What you have to do
Retype every record that follows, character for character.

Task inputs
PR #96, opened 2025-02-12
 Update how board.DISPLAY is checked

jepler:
Historically, boards with no built-in display have not had a `board.DISPLAY` property.

Soon, with https://github.com/adafruit/circuitpython/pull/10028, any board with displayio will have a `board.DISPLAY` property. This property will be `None` if no display is configured, or a truthy non-`None` value if a display is configured (including dynamically at runtime).

This revised check will work on both old and new circuitpython versions.


jepler:
Over in circuitpython we ended up going with `supervisor.runtime.display` instead of `board.DISPLAY` for the new functionality. As such, this PR is not useful to merge after all.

Answer space
PR #96, opened 2025-02-12
 Update how board.DISPLAY is checked

jepler:
Historically, boards with no built-in display have not had a `board.DISPLAY` property.

Soon, with https://github.com/adafruit/circuitpython/pull/10028, any board with displayio will have a `board.DISPLAY` property. This property will be `None` if no display is configured, or a truthy non-`None` value if a display is configured (including dynamically at runtime).

This revised check will work on both old and new circuitpython versions.


jepler:
Over in circuitpython we ended up going with `supervisor.runtime.display` instead of `board.DISPLAY` for the new functionality. As such, this PR is not useful to merge after all.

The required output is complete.